Saturday, January 30, 2010

January 30, 2007. Three years ago today Hannah was diagnosed with a brain tumor. Some things I can remember like they happened yesterday. This is one of them. Even though Hannah had been throwing up and having stomach aches for about a year (not every day), I went to this MRI with the carefree attitude of a non-cancer parent, never thinking for a moment that anything would come of up. As I sat next to the MRI tech, watching the computer screen the whole time with him, I knew nothing. I remember asking him if he could distinguish anything on the screen because I had no idea what I was looking at. He told me that he had been doing MRI's for 30 years and if there was anything to be seen, he would see it. It must have been a surreal experience for him, seeing that big tumor in her head with me sitting right over his shoulder questioning him. I do remember him bringing out a copy of the dvd to me afterwards handing it to me and telling me "good luck." He knew, he had to have known.

That was a Tuesday. By Tuesday afternoon we were told they "found something" on the MRI, it was a "mass" and we were in the neurosurgeons office being told it could be one of three types of tumor; an astrocytoma which was a non-malignant tumor and required surgery only, medulloblastoma (we all know what that is by now) or a glioblastoma multiform (which is the type of tumor Ted Kennedy had.) The neurosurgeon guessed it was the "middle" option-medulloblastoma-and he was correct.

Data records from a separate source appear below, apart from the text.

PR #3681, opened 2018-05-31
Disallow net_plugin empty messages; guard peeking at varint

spoonincode:
Add two hardening checks on initial message parsing in net_plugin:

Don't accept messages that indicate a length of 0 -- we would need at least the net_message's variant "what" varint to have a useful message.

Stop peeking at a net_message's what varint after 5 bytes; anything more is invalid.

This along with PR #3675 will complete issue #3662

### DIFF
--- a/plugins/net_plugin/net_plugin.cpp
+++ b/plugins/net_plugin/net_plugin.cpp
@@ -1188,7 +1188,7 @@ namespace eosio {
             pending_message_buffer.peek(&b, 1, index);
             which |= uint32_t(uint8_t(b) & 0x7f) << by;
             by += 7;
-         } while( uint8_t(b) & 0x80 );
+         } while( uint8_t(b) & 0x80 && by < 32);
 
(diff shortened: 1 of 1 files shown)


plugins/net_plugin/net_plugin.cpp
```diff
@@ -1188,7 +1188,7 @@ namespace eosio {
             pending_message_buffer.peek(&b, 1, index);
             which |= uint32_t(uint8_t(b) & 0x7f) << by;
             by += 7;
-         } while( uint8_t(b) & 0x80 );
+         } while( uint8_t(b) & 0x80 && by < 32);
```
heifner: Can this code be replaced with a call to `fc::io::raw::unpack(Stream&, unsigend int&)` ?

heifner: Sorry, no it can't. This is a peek, not a read.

By Wednesday morning we were checked into the ER at Stony Brook hospital for brain surgery scheduled for Friday. Dave and I were laying in bed that morning at 4am, unable to sleep and decided to finally get up and get going. Dave went to work to get some things in order and I went to the hospital with Hannah. They started an IV (which was much too big for her small veins) and that was the start of Hannah's pain. They were giving her steroids to help drain some of the water pressing on her brain from the tumor. We went right to the ICU awaiting Friday's surgery. Nothing prepares you for seeing your little girl in the recovery room after a 6 hour brain surgery. I wish someone would have prepared us for that. She looked like she was near death, her eyes were swollen, she had blood on her face and head, iv's in her arms, a drain coming of of the back of her brain, but still most of her hair! That surprised me, I thought she would have her whole head shaved, but they only shaved the back, from the middle of her head down.

Hannah went from this:


to this:


My mom took this photo while Hannah was recovering from the brain surgery. Dave and I went that day to Sloan in NYC for a consult with the doctors about her treatment. By the time we got back all Hannah would say over and over was "I want mommy, I want mommy," even though I was right next to her. This is the only photo I have of Hannah during those early days after surgery. It just never occurred to me to even take a photo. You can't see in the photo, but off to the side is a New York Islander who was visiting kids in the ICU. What I see in the photo is a little girl who won't turn her head because her neck hurt from the surgery. We used to prop her head between blankets on both sides to help hold her head up. She also wouldn't move her hand, because of the iv. See her left hand in the photo-it's starting to curl from not using it. Over the next few days, she would lose full use of her left hand and leg.

So many memories, and although so many of them are heart wrenching, some of them are good too. I have been asked if I can breath now, if I feel it's all over. Well, it would be nice. It would just be great to walk away from this world of cancer and not look back. No more MRI's, no more nausea, no more stomach aches or headaches, no more struggles with walking, running, jumping, putting your pants on without falling down, being able to ride your bike without falling off at least once. No more crying over homework because it's too hard and it takes too long, no more feeling inadequate, We don't usually even reveal the fears to ourselves, because then we would have to confront those fears. For now, they are hidden and suppressed. For now we talk about how everything is "great" and Hannah is "doing well" and "all is good." And it is good. In the world of cancer, as a friend once said "we were dealt the lucky card."

Let's hope our hand holds.

Kim

1 comment:

Cyndi said...

Hannah will hold that "lucky" card for many, many years to come. God has great things planned for her and she has just begun her journey here on earth to fulfill HIS goals.